Family Planning and Genetics
Testimonies focused on the role that genetics (eg, BD running in families) plays in being diagnosed with BD and how this diagnosis affects decisions regarding family planning (eg, being bipolar and pregnant). These testimonies discussed the challenges and considerations involved. Several individuals mentioned how BD has been present in their families (F1). However, having a close relative with BD was also described as a source of support and reliable information. Sharing experiences and information about coping with BD and its symptoms within families was seen as positive, especially when family members were diagnosed earlier and could transmit their experiences to newly diagnosed individuals (F2).
The testimonies acknowledged that BD is, to a significant extent, determined by genetics. However, they also emphasized that epigenetics, including environmental factors and lifestyle, plays a role as well. Regarding family planning, individuals mentioned their plans to monitor their children’s mental health closely and seek early intervention if necessary. Overall, the notion that being bipolar should prevent one from having children was largely rejected. Instead, the focus was on preparing to support their children’s potential mental health needs.
Identity Change (Psychological and Physical)
Testimonies described the psychological and physical changes experienced by individuals with BD, reflecting on identity, self-perception, and the impact of medication. This theme conveys a complex and often painful journey of navigating life with BD, marked by a constant battle between maintaining identity and managing the effects of the disorder and its treatment. The diagnosis of BD was a pivotal moment, providing a framework for understanding their experiences.
Some individuals expressed confusion about their identity (G1), feeling like different people merged into one. They struggled with the notion of whether they were truly themselves or a product of their disorder.
The physical toll of the disorder and its treatment was significant, with individuals reporting weight gain, loss of energy, and a decline in overall health (G2). These changes were intertwined with the emotional and psychological challenges of living with bipolar disorder, including anxiety, obsessive thoughts, and the fear of future episodes.
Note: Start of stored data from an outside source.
PR #2257, opened 2026-06-25
feat: support uploading multiple files with upload_file

### LINKED ISSUE #1217: Support multi-file uploads for existing-session mode

serhiizghama:
Closes #1217. `upload_file` only took a single path, so there was no way to fill an `input[type=file][multiple]` in one call.

`filePath` now also accepts an array of paths. A plain string still works for the single-file case, so existing callers don't change — Puppeteer's `uploadFile`/`fileChooser.accept` already take multiple paths, so the handler just normalizes to an array and forwards them.

The union (`string | string[]`) needed a bit of plumbing: the CLI generator threw on non-scalar types, the docs generator rendered it as `unknown`, and the telemetry transformer didn't know `ZodUnion`. The CLI exposes the single-value form (it can't pass arrays anyway), the docs show `string or array`, and metrics count it like an array with scalars normalized to one. Regenerated artifacts are included.

Added a test that uploads two files to a multi-file input and asserts both land, plus telemetry coverage for the union. `npm run typecheck`, lint/prettier, and the upload + transformation tests all pass.


itxaiohanglover:
Good feature addition! Supporting array filePath for multiple file uploads is useful. The CLI schema update to handle string | string[] union types is a nice touch — exposing the single-value form for CLI is pragmatic.

src/tools/input.ts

Human Social Relationships
Testimonies reflected on how human social relationships affected the diagnosis of BD in both positive and negative ways. The role of friends and family is central to these testimonies. They emphasize the importance of surrounding themselves with supportive and positive individuals (H1), as opposed to those who drain their energy (H2). Family history is another significant topic present in the testimonies. Several individuals described a conflicted childhood, including parental addiction (H3) and bullying (H4).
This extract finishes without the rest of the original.